(WHAT IS EXPECTED):
Reproduce exactly the lines that run from the start of the records below to the line with "Do the thing.", inclusive.

(PROVIDED MATERIAL):
Issue #1109, opened 2019-03-20
BUG: 'List Description' field should be unlimited size.


blairlearn:
The [List Description](https://github.com/NCIOCPL/cgov-digital-platform/wiki/Common-Fields#list-description) common field is supposed to have an unlimited size.  It is currently set to a maximum of 320 characters.

Do the thing.

*  In `cgov_core`, edit `field.storage.node.field_list_description.yml1
   * Set type to `string_long`.
   * Remove `settings.max_length`
*  In `cgov_media`, edit `field.storage.node.field_list_description.yml1
   * Set type to `string_long`.
   * Remove `settings.max_length`

VictoriaSunNIH:
Closing this - I've referenced this issue in a number of places for each content type that has the wrong size.

PR #1127, opened 2019-03-21
Implement Infographic

blairlearn:
Closes #219 and #1109

Issue #592, opened 2019-01-30
Implement front-end display of Infographic


VictoriaSunNIH:
This story is to implement front-end display of the Infographic page-level content type.  

Annotations for infographic added https://hzgfzw.axshare.com/#g=1&p=infographic. This is also linked on the [wiki](https://github.com/NCIOCPL/cgov-digital-platform/wiki/Media-Type-Infographic)

PR #1129, opened 2019-03-21
Implement Infographic

### LINKED ISSUE #219: Create Infographic Multimedia Content Type
This story is to create the [Infographic](https://github.com/NCIOCPL/cgov-digital-platform/wiki/Media-Type-Infographic) Multimedia content type. 

Example URLs [here](https://github.com/NCIOCPL/cgov-digital-platform/wiki/Media-Type-Infographic#example-urls)

#### I am required to enter the following common fields:

- [Page Title](https://github.com/NCIOCPL/cgov-digital-platform/wiki/Common-Fields#title-fields)
- [Short Title](https://github.com/NCIOCPL/cgov-digital-platform/wiki/Common-Fields#Short-Title)
- [Meta Description](https://github.com/NCIOCPL/cgov-digital-platform/wiki/Common-Fields#Meta-Description)
- [Posted Date](https://github.com/NCIOCPL/cgov-digital-platform/wiki/Common-Fields#Content-Dates)
- [Updated Date](https://github.com/NCIOCPL/cgov-digital-platform/wiki/Common-Fields#Content-Dates)
- [Reviewed Date](https://github.com/NCIOCPL/cgov-digital-platform/wiki/Common-Fields#Content-Dates)
- [Search Engine Restrictions](https://github.com/NCIOCPL/cgov-digital-platform/wiki/Common-Fields#Search-Engine-Restrictions)

#### I have the option to enter the following common fields:

- [Card Title](https://github.com/NCIOCPL/cgov-digital-platform/wiki/Common-Fields#Card-Title)
- [Browser Title](https://github.com/NCIOCPL/cgov-digital-platform/wiki/Common-Fields#Browser-Title)
- [List Description](https://github.com/NCIOCPL/cgov-digital-platform/wiki/Common-Fields#List-Description)
- [Feature Card Description](https://github.com/NCIOCPL/cgov-digital-platform/wiki/Common-Fields#Feature-Card-Description)
- [Pretty URL](https://github.com/NCIOCPL/cgov-digital-platform/wiki/Common-Fields#Pretty-URL)
- [Date Display Mode](https://github.com/NCIOCPL/cgov-digital-platform/wiki/Common-Fields#Content-Dates)
- [Body](https://github.com/NCIOCPL/cgov-digital-platform/wiki/Common-Fields#Body)
- [Promotional Image](https://github.com/NCIOCPL/cgov-digital-platform/wiki/Common-Fields#Promotional-Image)
- [Public Use Text](https://github.com/NCIOCPL/cgov-digital-platform/wiki/Common-Fields#Public-Use)
- [Syndicate](https://github.com/NCIOCPL/cgov-digital-platform/wiki/Common-Fields#Syndicate)
- [Syndication Keywords](https://github.com/NCIOCPL/cgov-digital-platform/wiki/Common-Fields#syndication-keywords)

#### I am required to enter the following local fields:

- [The Actual Infographic](https://github.com/NCIOCPL/cgov-digital-platform/wiki/Media-Type-Infographic#the-actual-infographic)

#### I have the option to enter the following local fields:
- [Accessible Text Version](https://github.com/NCIOCPL/cgov-digital-platform/wiki/Media-Type-Images#accessible-text-version)

* The Infographic will automatically have an enlarge button which will allow the user to select and see the full sized infographic.

**Tasks/Subtasks:**
- [x] Add workflow transitions for Infographic Multimedia page type. 
- [x] Add content author and content reviewer permissions for Infographic Multimedia page type. 
- [x] Create Local fields
- [x] Attach all fields

blairlearn:
Closes #219, #1109, and #1132.

@VictoriaSunNIH and @lburack: The code is deployed to http://ncigovcdode61.prod.acquia-sites.com

**NOTE:** This has _not_ been styled beyond copying markup from production.


VictoriaSunNIH:
@blairlearn, @lburack - some things i'm noticing:

- Feature Card Description should be a single row, and only allow a max of 255 characters (I wasn't sure if this is supposed to be a separate ticket, but put it in.  Let me know if this isn't just on Infographic https://github.com/NCIOCPL/cgov-digital-platform/issues/1132)
- Site section should be using the site section browser
- Promotional Image should be using the image browser
- Date display mode should be checkboxes that allow multi select

blairlearn:
Feature card impacts infographic and video.  I'll take care of both.

blairlearn:
Updated to fix:

* Feature Card Description (#1132) for Infographic and Video.
* Site section browser (Infographic only)
* Promotional Image
* Date display mode  for Infographic and Video.

VictoriaSunNIH:
@blairlearn , @lburack based on #1127 this passes IA review.

VictoriaSunNIH:
Removing the label for now - we need to implement and test #592 in order to call this passed IA review. For now - the backend has passed review!

arcepaul:
@lburack @VictoriaSunNIH 
#592 is now merged onto this PR and available for testing on http://ncigovcdode61.prod.acquia-sites.com.

Note: the sidebar navigation will not work/appear until Adrian has updated it to work with 'media'

lburack:
Hi @blairlearn, two issues:
- the body field should be the full wysiwyg by default. Right now it has a dropdown where the user can select which wysiwyg type to use.
- I created an English infographic and published it. I then tried to translate that infographic, but when I go to save the Spanish translation, I get an invalid transition status error. Apparently @bkline worked on this translation workflow issue before, so hopefully he can offer some insight on how to fix!

blairlearn:
@bkline - I've updated the `feature/infographic` branch with the latest from `develop` and the problem persists. Nothing shows up in the watchdog log for it. Can you take look?

bkline:
Hi, @blairlearn, I've been wrestling with this bug most of the day (what you said about the branch only being three commits behind `develop` was right, which meant that the patch to the core bug which was clobbering the transition for `node` content had already been applied to this ODE, and yet saving new media content translations still failed, whereas saving new `node` content translations succeeds with my patch to core Drupal). I believe I have unraveled most, but not all of the mysteries behind this latest bug.

There are two problems in play here. One is yet another bug in Drupal core. When an entity which is subject to content moderation (or its translation) is about to be saved, the `content_moderation` module determines what moderation state we're starting from and which state the user wants the entity/translation to be in after the save, and then asks the question "do the moderation rules for this content type allow this state transition?". When the entity (or translation) is being saved for the first time, the state we're starting from is determined for this exercise by asking the moderation to tell us what the starting state is for a new entity (or translation). Here is the method which answers that question.

```
  public function getInitialState($entity = NULL) {
    // Workflows are not tied to entities, but Content Moderation adds the
    // relationship between Workflows and entities. Content Moderation needs the
    // entity object to be able to determine the initial state based on
    // publishing status.
    if (!($entity instanceof ContentEntityInterface)) {
      throw new \InvalidArgumentException('A content entity object must be supplied.');
    }
    if ($entity instanceof EntityPublishedInterface && !$entity->isNew()) {
      return $this->getState($entity->isPublished() ? 'published' : 'draft');
    }

    return $this->getState(!empty($this->configuration['default_moderation_state']) ? $this->configuration['default_moderation_state'] : 'draft');
  }
```

Notice that if the entity is of a type which implements the `EntityPublishedInterface` and the entity is "new" (we'll discuss what "new" means in this context below), then the method arbitrarily says the starting moderation state is `published` or `draft`, depending on whether the entity (or translation) is published.

So first of all, that's wrong because it assumes it can know not only which moderation states we've said are valid states for this content type, but also that it can know which state we've set as the starting state for this content moderation rule set. I might possibly be willing concede that this approach could be a reasonable fallback if the moderation rule set is unable to figure out what we have set as the initial state for new entities, but only reluctantly, because if it can't figure that out, then the core `content_moderation` module is even more badly broken than it already is, and I'd be more inclined to throw an exception, in order to prevent such a broken release from getting into production.

This bug is made worse by the second problem I ran into. For `node` content, that code which is making assumptions it shouldn't be making gets it right by sheer luck, because we have indeed set `draft` as our starting moderation state for this rules set, and the answer to the `isPublished()` test comes back correctly as `FALSE`. (This is why I didn't notice this new bug until today.) However, for some reason which I have not yet been able to track down, `media` content entities have that published flag set to `TRUE`, even for the new translation (even if I set it to `FALSE` in my `entity_translation_create` hook). Perhaps @bryanpizzillo can help us track down where/why that is happening for `media` content entities, but not for `node`s.

Even without understanding what's causing that second problem, I have been able to make the unwanted behavior go away with yet another patch to Drupal core, which moves down to the bottom of the method that pushy code which is assuming it knows what our initial state is, and I'm instead checking to see if the moderation configuration can tell us which initial moderation state we have chosen for our default, and if it can (which is always true), we use that state, and our validation of the proposed transition passes. With my patch, the fixed method looks like this.

```
  public function getInitialState($entity = NULL) {
    // Workflows are not tied to entities, but Content Moderation adds the
    // relationship between Workflows and entities. Content Moderation needs the
    // entity object to be able to determine the initial state based on
    // publishing status.
    if (!($entity instanceof ContentEntityInterface)) {
      throw new \InvalidArgumentException('A content entity object must be supplied.');
    }
    if (!empty($this->configuration['default_moderation_state'])) {
      return $this->getState($this->configuration['default_moderation_state']);
    }
    $fallback = 'draft';
    if ($entity instanceof EntityPublishedInterface && !$entity->isNew() && $entity->isPublished()) {
      $fallback = 'published';
    }
    return $this->getState($fallback);
  }
```

If Bryan gives me the green light to do so, I'll file another bug report against Drupal core and include my new patch, and I'll modify `composer.json` to apply the patch to our builds.

Here's my postscript where I talk about what "new" means in the context of translations, as I promised to do above. The `isNew()` method is a little funky, because even though the object on which it is invoked represents a translation in this case, it's answering the question about whether the whole entity (in any language) is new, which it does by seeing whether the object has an entity ID. The reason I say that's funky is that in this context what the logic should really be looking at is whether this particular translation is new. There's a way to make `isNew()` return `TRUE`, which is by calling the poorly documented `enforceIsNew()` method on the translation's object, but that backfires, because in addition to bypassing the buggy code we're trying to avoid, it causes Drupal to try to save the translation in a way which violates database uniqueness constraints. This is another example of the Drupal core team going wild with the idea of thinking of everything as an `entity`, and getting deeply confused by all of these `$entity` variables floating around, and forgetting what each of them represents.

bkline:
I have crawled further into the Drupal cave, in an effort to track down why the `media` content translation reports `TRUE` for `isPublished()`. When the form prepares to validate the submission, it builds up the object representing the entity being saved. Part of that process involves sweeping through the fields on the form and plugging in the results of that sweep into the object. There's a field on the form for an infographic (and it seems likely that this will turn out to be true for any `media` entity) which isn't on the create translation form for `node` content.

```
<!-- BEGIN OUTPUT from 'core/themes/classy/templates/form/input.html.twig' -->
  | <input data-drupal-selector="edit-content-translation-status" aria-describedby="edit-content-translation-status--description" disabled="disabled" type="checkbox" id="edit-content-translation-status" name="content_translation[status]" value="1" checked="checked" class="form-checkbox" />
  |  
  | <!-- END OUTPUT from 'core/themes/classy/templates/form/input.html.twig' -->
```

Note that not only is the `status` field set to `TRUE` (represented as the string "1" here), but the field is disabled, so the user can't even fix the problem. I haven't (yet) figured out why that's showing up for non-node content, when node content doesn't have this monkey wrench. One of the reasons I'm posting updates here is provide opportunities for the PMs to tell me to stop, and to crawl back out of the cave. Although it's annoying and confusing to have this silly uneditable field on the `media` content forms, if we use my patch to fix the first of the two bugs described above, we can ignore that field and have the proposed moderation state of `draft` accepted. In the meantime, I'll continue with this unpleasant muddy spelunking until I'm told to stop.

lburack:
As noted on #1310, the translation fix for infographics is working! The only issue is that the infographic isn't being placed in the assigned site section, with its given pretty URL. We need to apply the site section fix that was just pushed to dev for other media items to the infographic.

bryanpizzillo:
@lburack Can you check the URLs please? Blair added them in.

docroot/profiles/custom/cgov_site/modules/custom/cgov_infographic/cgov_infographic.routing.yml
```diff
@@ -0,0 +1,9 @@
+# Set up route for retrieving an infographic's long description text.
+cgov_infographic.long_description:
+  path: '/cgov_site/cgov_infographic/long-description/{node}'
```
bryanpizzillo: We discussed this following the Drupal pattern of `/{entity}/id/{function}`, as in `/media/{media}/long-description`.  Did you find out this would not work, or there were other issues?

No matter what, `{node}` would be inappropriate in this case anyway since an infographic is of type media. So `{node}` needs to be `{media}`.

It looks like if you add the following to the route (after `requirements:`, it can load the entity for you:
```
  options:
    parameters:
      media:
        type: entity:media
```
If you truly just want the `{media}` to represent the id, then you can also add a requirement to validate the ID of:
```
requirements:
   _permission: 'access content'
  media: \d+
```

Finally, and this can be a backlog ticket, we should see if there is a requirement that says, only do this if the media has the accessible text field.

docroot/profiles/custom/cgov_site/modules/custom/cgov_infographic/src/Controller/CGovInfographicController.php
```diff
@@ -0,0 +1,67 @@
...
+   */
+  public function longDescription($node) {
+
+    // Check for invalid inputs.
+    if (!is_numeric($node)) {
+      throw new NotFoundHttpException();
+    }
+
+    // Load the entity, and verify that it's an infographic.
+    $infographic = $this->entityTypeManager()->getStorage('media')->load($node);
```
bryanpizzillo: if you use the "upcasting" configuration as defined in https://www.drupal.org/docs/8/api/routing-system/parameter-upcasting-in-routes and referenced in my comment on the routing.yml file, then this is not needed.  Once again, `getStorage('media')->load($node)` should never be written again, ever, never ever ever.

docroot/profiles/custom/cgov_site/modules/custom/cgov_infographic/src/Controller/CGovInfographicController.php
```diff
@@ -0,0 +1,67 @@
...
+   * {@inheritdoc}
+   */
+  protected function getModuleName() {
+    return 'cgov_infographic';
+  }
+
+  /**
+   * Return an infographic's long description in an HTTP Response.
+   *
+   * @param int $node
```
bryanpizzillo: This either should be `$media` or `$entity` calling a media item as a node hurts my head greatly. I am sure @bkline would agree on this one. I would say media as it is only for media.

Additionally, if it is an id, then $node DEFINITELY should not be the variable name. I thought this was the media entity until I got further down in the code.

docroot/profiles/custom/cgov_site/modules/custom/cgov_infographic/src/Controller/CGovInfographicController.php
blairlearn: Lots of finicky bits, but that's in place now.

docroot/profiles/custom/cgov_site/modules/custom/cgov_infographic/src/Controller/CGovInfographicController.php
blairlearn: Changed to $media.

docroot/profiles/custom/cgov_site/modules/custom/cgov_infographic/cgov_infographic.routing.yml
blairlearn: > we should see if there is a requirement that says, only do this if the media has the accessible text field

There was a Slack conversation with @lburack regarding required fields vs. governance for making sure there was either a body or an accessible text version.  Acting on the assumption that it wouldn't make sense to link to a blank long description, I coded the longdesc attribute to only be generated if accessible text existed.   (If you try to access a non-existant accessible text version, you'll get a 404.)

lburack:
@bryanpizzillo @blairlearn – the URLs are now showing as expecting. Thanks for fixing this!

blairlearn:
Ugh.  I just realized, the logic for setting up and resolving the longdesc attribute (accessible text field) is in the wrong place.  I've entered #1361.

blairlearn:
There's also some funkiness in the workflow which I haven't investigated yet to determine whether it's particular to infographics or everything else too.

1. Create a new infographic
1. Fill out the fields as usual
   * Set the site section to `/about`.
   * Set the pretty url to `pretty`.
1. Set the publishing state to `Published`.
1. The infographic's path will be `/node/{id}` (And it really is `/node`, not `/media`)
1. Edit the infographic.
1. Set workflow state to `Editing`.
1. Click "Save".
1. Edit the infographic again.
1. Set workflow state to `Published`.
1. Click "Save".
1. The infographic's path will only *now* be `/about/pretty`.

bkline:
Re-rolled patch for Drupal core bug #3045648 applied to address the use case of content which existed before the `content_moderation` module was installed and enabled.

https://www.drupal.org/files/issues/2019-04-07/3045648-15.patch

(COMPLETED TASK):
Issue #1109, opened 2019-03-20
BUG: 'List Description' field should be unlimited size.


blairlearn:
The [List Description](https://github.com/NCIOCPL/cgov-digital-platform/wiki/Common-Fields#list-description) common field is supposed to have an unlimited size.  It is currently set to a maximum of 320 characters.

Do the thing.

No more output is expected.